Au Sénégal, par exemple, le rebasage pourrait permettre de mieux prendre en compte la contribution croissante des services numériques, tels que les fintechs et les plateformes de commerce en ligne, ainsi que l’apport significatif de l’économie informelle, qui représente une part importante de l’activité économique. L’inclusion de ces secteurs émergents dans le calcul du PIB peut entraîner une augmentation significative de ce dernier, reflétant ainsi une réalité économique plus dynamique et diversifiée.

De plus, le rebasage peut permettre de mieux intégrer les nouvelles industries, telles que l’extraction pétrolière et gazière, qui se développent rapidement au Sénégal.

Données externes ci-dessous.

PR #393, opened 2016-09-19
Set WebKit font size

Leiaz:
Using Epiphany's code to calculate actual font size in pixels.

The font was just a bit smaller here and it actually looked nice. It looked like a feature not a bug :D 

I also noticed there is a USER_FONT setting key but no option in the GUI to set the font ?

### DIFF
--- a/src/webkit/webkit.c
+++ b/src/webkit/webkit.c
@@ -24,6 +24,7 @@
 
 #include <webkit2/webkit2.h>
 #include <string.h>
+#include <math.h>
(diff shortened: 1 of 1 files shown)


lwindolf:
The USER_FONT (as well as the DOCUMENT_FONT) key is pointing to GNOMEs default font (there is one for document and one for application). So it is exposed in the GNOME settings.

lwindolf:
Works great!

L’inclusion de ces secteurs stratégiques dans le calcul du PIB peut renforcer la perception de la capacité du pays à générer des revenus futurs et à diversifier ses sources de croissance.

Une économie perçue comme plus diversifiée, dynamique et capable de s’adapter aux changements est un atout pour les agences de notation, qui recherchent des signes de croissance durable et de résilience face aux chocs économiques.

La précision avec laquelle ces changements structurels sont mis en évidence dépend étroitement de la méthodologie employée lors du rebasage, une question de confiance et de technique que nous allons maintenant explorer.

B. la mécanique du rebasage : une question de confiance et de méthodologie.

La crédibilité du rebasage repose sur deux piliers essentiels : la rigueur de la technique employée (1), et l’efficacité de la gouvernance mise en place (2).

  1.  La méthodologie du rebasage : un gage de crédibilité.

Le processus de rebasage du PIB est une opération technique complexe qui nécessite une méthodologie rigoureuse et transparente. Il comprend plusieurs étapes clés, notamment le choix de la nouvelle année de base, la collecte de données actualisées, l’adoption de nouvelles méthodologies et la révision des classifications.

Le choix de la nouvelle année de base est une étape cruciale, car elle doit être représentative de la structure économique actuelle du pays. Au Sénégal, par exemple, l’année 2021 devrait être choisie comme nouvelle année de base, car elle reflète mieux les réalités économiques actuelles que l’année 2014, qui est actuellement utilisée.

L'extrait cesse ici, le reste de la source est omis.